Monday, 17 March 2008

Clinical Skills

Dear Bloggers

Now is the season when medical students visit various hospitals around Japan for a 3-day period to see what each institution has to offer for the purposes of future training in the respective residency programmes.

In Japan, most medical students do not have any clinical 'hands on' experience until the beginning of the 4th or 5th year of medical school.

From my previous interactions with several students and residents at different institutions, the general consensus is that the teaching of clinical skills at university is not optimal for what they need to examine patients. Of course, some medical schools have many sessions for teaching on real patients and there is the newly introduced OSCE system to ensure that there is a basic minimum standard. Hence, training can be variable depending on the institution in question.

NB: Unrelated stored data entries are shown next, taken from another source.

PR #4102, opened 2023-12-15
Preliminary work for status tab

ferozemohideen:


api/server/router/porter_app.go
```diff
@@ -1183,14 +1183,14 @@ func getPorterAppRoutes(
 		Router:   r,
 	})
 
-	// GET /api/projects/{project_id}/clusters/{cluster_id}/apps/{porter_app_name}/pods -> cluster.NewPodStatusHandler
-	appPodStatusEndpoint := factory.NewAPIEndpoint(
```
d-g-town, line 1187: this will break the `app run` CLI before we upgrade, right?

ferozemohideen: ah you're right, i forgot the CLI was using this. going to re-add the file so the cli continues using it

api/server/handlers/porter_app/service_status.go
```diff
@@ -0,0 +1,175 @@
...
+	if listAppRevisionsResp == nil || listAppRevisionsResp.Msg == nil {
+		err = telemetry.Error(ctx, span, nil, "list app revisions response is nil")
+		c.HandleAPIError(w, r, apierrors.NewErrPassThroughToClient(err, http.StatusInternalServerError))
+		return
+	}
+
+	appRevisions := listAppRevisionsResp.Msg.AppRevisions
+	if appRevisions == nil {
+		appRevisions = []*porterv1.AppRevision{}
+	}
```
ianedwards, line 143: don't think this check is necessary. `range` on a nil slice should be valid

dashboard/src/lib/hooks/useAppStatus.ts
```diff
@@ -1,215 +1,201 @@
...
+    z.object({
+      revision_id: z.string(),
+      revision_number: z.number(),
+      instance_status_list: z.array(
+        z.object({
+          status: z.union([
+            z.literal("PENDING"),
+            z.literal("RUNNING"),
+            z.literal("FAILED"),
+          ]),
```
ianedwards, line 33: `z.enum(['PENDING', ''RUNNING', 'FAILED'])`

dashboard/src/lib/hooks/useAppStatus.ts
```diff
@@ -1,215 +1,201 @@
...
+  const [serviceStatusMap, setServiceStatusMap] = useState<
+    Record<string, SerializedServiceStatus>
+  >({});
+
+  const { newWebsocket, openWebsocket, closeAllWebsockets, closeWebsocket } =
+    useWebsockets();
+
+  const setupWebsocket = (serviceName: string): void => {
+    const selectors = `porter.run/service-name=${serviceName},porter.run/deployment-target-id=${deploymentTargetId}`;
+    const apiEndpoint = `/api/projects/${projectId}/clusters/${clusterId}/apps/${kind}/status?selectors=${selectors}`;
```
ianedwards, line 67: just want to confirm functionality here - we just use the websocket to get pinged about changes in the pod status, and then update the service status?

internal/porter_app/status.go
```diff
@@ -0,0 +1,245 @@
...
+	if inp.DeploymentTarget.Namespace == "" {
+		return serviceStatus, telemetry.Error(ctx, span, nil, "must provide deployment target namespace")
+	}
+
+	selectorString := fmt.Sprintf(
+		"%s=%s,%s=%s,%s=%s",
+		LabelKey_DeploymentTargetID, inp.DeploymentTarget.ID,
+		LabelKey_AppName, inp.AppName,
+		LabelKey_ServiceName, inp.ServiceName,
+	)
```
ianedwards, line 104: could be nice to have a helper for this

ianedwards (approved):

dashboard/src/lib/hooks/useAppStatus.ts
ferozemohideen: yeah exactly, that's the behavior that we had before as well as legacy i'm pretty sure

PR #4108, opened 2023-12-19
display A record when IP

d-g-town:


sdess09 (approved):

dashboard/src/utils/ip.ts
```diff
@@ -0,0 +1,17 @@
...
+
+export const isIP = (value: string): boolean => {
+    const ip = z.string().ip();
+
+    const parsed = ip.safeParse(value);
+
+    return parsed.success;
+};
+
+export const dnsRecordType = (value: string): string => {
```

Some UK medical schools have the medical students learning clinical skills from their very first year by placing them with a community general practitioner who can select for them well patients with chronic illness, who attend the clinic to have their history taken in full in addition to examination by the student. The general practitioner then listens to the history and demonstrates the examination to reinforce good practical skills and to advise on additional history which can help to make a bedside diagnosis.

My medical school was one of the first to do this in the UK and that was nearly two decades ago.

Although the basic knowledge of medicine was still to be learnt, by intercalating the learning from each system, over time it was then possible to gain deeper understanding plus having the background knowledge of how to examine for signs.

Hence, when it comes to the official clinical years, which start from the third or fourth year in the UK system, the medical student already knows the basics such as percussion, auscaultation etc...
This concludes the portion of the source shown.